The Science
A research team from ORNL, Pacific Northwest National Laboratory, and Arizona State University has developed a novel method to detect out-of-distribution (OOD) samples in continual learning without forgetting the learned knowledge of preceding tasks. The method includes:
- A more robust approach of computing and evaluating the Mahalanobis distance of the gradients between the OOD data and in-distribution data (IDD) samples
- A self-supervised binary classifier to guide the label selection process to improve the effectiveness of Mahalanobis distance computation
The Impact
- This method consistently achieves higher accuracy than other unsupervised and supervised methods. For the CIFAR-10 dataset, the method achieved 91% accuracy. Previous state-of-the art solutions performed at 84% accuracy.
- The method is actively being explored as a component to improve the accuracy of one-class continual learning.
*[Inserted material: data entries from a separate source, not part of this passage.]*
PR #605, opened 2020-03-16
BAQE-1325: Mark tests that require missing properties as Ignored in RHDM

Sgitario:
These tests do not support DROOLS, so in order to avoid setup the environment, we can quickly skip those when running in RHDM.

### DIFF
--- a/test-cloud/test-cloud-remote/src/test/java/org/kie/cloud/integrationtests/ldap/KieServerWithMySqlLdapIntegrationTest.java
+++ b/test-cloud/test-cloud-remote/src/test/java/org/kie/cloud/integrationtests/ldap/KieServerWithMySqlLdapIntegrationTest.java
@@ -85,7 +85,6 @@ public class KieServerWithMySqlLdapIntegrationTest extends AbstractCloudIntegrat
     }
 
     @Test
-    @Category(JBPMOnly.class)
     public void testProcessFromMavenRepo() {
         processTestProvider.testDeployFromKieServerAndExecuteProcesses(deploymentScenario.getKieServerDeployment());
     }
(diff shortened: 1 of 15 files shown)


Sgitario:
Does it make sense to apply these changes into the 7.33.x branch too?

sutaakar:
It is not needed, so up to you.

test-cloud/test-cloud-remote/src/test/java/org/kie/cloud/integrationtests/smoke/KieServerWithBuiltKjarIntegrationTest.java
```diff
@@ -51,7 +52,7 @@
 
 import static org.assertj.core.api.Assertions.assertThat;
 
-@Category(Smoke.class)
+@Category({Smoke.class, JBPMOnly.class})
```
jakubschwan: This test class is valid for drools, please remove JBPMOnly category.
See configuration for drools tests in this class https://github.com/kiegroup/kie-cloud-tests/pull/605/files#diff-529defef45ab113c32c0e3b7339f933eR109-R118

test-cloud/test-cloud-remote/src/test/java/org/kie/cloud/integrationtests/ldap/KieServerWithMySqlLdapIntegrationTest.java
```diff
@@ -31,6 +31,7 @@
 import org.kie.cloud.tests.common.ScenarioDeployer;
 import org.kie.cloud.tests.common.client.util.LdapSettingsConstants;
 
+@Category(JBPMOnly.class)
```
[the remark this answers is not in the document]
Sgitario: Done.

test-cloud/test-cloud-remote/src/test/java/org/kie/cloud/integrationtests/smoke/KieServerWithBuiltKjarIntegrationTest.java
Sgitario: Thanks for spotting Jakub.
So, from the three scenarios in this test suite, two are not valid for drools. In order to avoid to initialize these two scenarios in Openshift, I will follow the same approach as other scenario builders: check the scenario in the builder constructor with:

```java
isScenarioValid();
```

This method throws an UnsupportedOperationException to skip the scenario.

Moreover, I created a new utility class ScenarioValidations.java to have methods to verify whether it's running on either drools or jbpm, and avoid that the scenario builders have to implement this verification by their own.

PR #625, opened 2020-04-29
BAQE-1385: Missing SSO configuration in WorkbenchKieServerPersistentS…

Sgitario:
…cenarioImpl
JIRA Ticket: https://issues.redhat.com/browse/BAQE-1385
Description: Add missing SSO configuration in this scenario.
It's not needed in Operator.

This is caused by https://issues.redhat.com/browse/BAQE-1359.


Sgitario:
After this change, the test KieServerS2iWithSsoDroolsIntegrationTest is working fine.

PR #626, opened 2020-04-29
BAQE-1386: Make persistent tests more resilient

Sgitario:
JIRA Ticket: https://issues.redhat.com/browse/BAQE-1386
Description: 
What this test PersistenceTestProvider is doing is basically:
1.- Deploy container into Kie Server
2.- Restart Workbench
3.- Verify Workbench is still connected to Kie Server with the expected containers

The problem is that when restarting the Workbench, it might take some time to reconnect with the Kie Servers.

Solution:
My change is about to make the step 3 to wait until the asserts are working fine. Another possibility would be to wait for the re connection between kie-server and workbench and then run the step 3.


Sgitario:
@jakubschwan can you have a look into this PR so it can be merged? Thanks.

PR #628, opened 2020-05-05
BAQE-1393: Update workarounds to the new issue and delete RHPAM-2830

Sgitario:
JIRA Ticket: https://issues.redhat.com/browse/BAQE-1393
Update workarounds as RHPAM-2830 was resolved and the issue with the production template has been separated into RHPAM-2919


Sgitario:
I have run the tests that use the production environment and they are working using this workaround.

PR #631, opened 2020-05-19
BAQE-1316: Increase RHSSO to 7.4.0 in kie-cloud-tests

Sgitario:
JIRA Ticket: https://issues.redhat.com/browse/BAQE-1316
Description: Use latest 7.4.0 for cloud tests

I've ran a few tests using the latest SSO and they worked as expected.
I didn't need to upgrade the Maven dependencies for keycloak.

### DIFF
--- a/framework-cloud/framework-openshift/pom.xml
+++ b/framework-cloud/framework-openshift/pom.xml
@@ -44,10 +44,6 @@
     <!-- RH SSO dependencies  -->
     <dependency>
       <groupId>org.keycloak</groupId>
-      <artifactId>keycloak-core</artifactId>
-    </dependency>
-    <dependency>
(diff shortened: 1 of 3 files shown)


framework-cloud/framework-openshift/pom.xml
```diff
@@ -42,10 +42,6 @@
     </dependency>
 
     <!-- RH SSO dependencies  -->
-    <dependency>
-      <groupId>org.keycloak</groupId>
-      <artifactId>keycloak-core</artifactId>
-    </dependency>
```
Sgitario, line 48: This dependency was not necessary as it's already part of keycloak-admin-client.

Sgitario:
@sutaakar or @jakubschwan Can this PR be merged already?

Team Members: Frank Liu, Jiaxin Zhang (ORNL), Mahantesh Halappanavar (PNNL), Jingbo Sun, Li Yang, Deliang Fan, Yu Cao (Arizona State University)
Publication(s) for this work:
- J. Sun, L. Yang, J. Zhang, F. Liu, M. Halappanavar, D. Fan, and Y. Cao, “Gradient-based Novelty Detection Boosted by Self-supervised Binary Classification.” AAAI conference on Artificial Intelligence, February 22-March 1, 2022
Summary
Continual learning is a branch of machine learning for sequentially learning new tasks without forgetting the learned knowledge from preceding tasks. Novelty detection aims to automatically identify the OOD samples, which do not lie within the distribution of the training data, or IDD. The Data-Driven Decision Control for Complex Systems project team developed a self-supervised method to improve the accuracy of detection of OOD data samples. The key insight is that, in a pretrained deep neural network, there is sufficient information in the network’s gradients when ODD samples are present. The new approach achieves novelty detection by computing the Mahalanobis distance between the network gradients with assistance from a self-supervised binary classifier. Extensive evaluation on the CIFAR-10, CIFAR-100, SVHN, and ImageNet datasets demonstrates that the proposed approach consistently outperforms state-of-the-art supervised and unsupervised methods in the AUROC.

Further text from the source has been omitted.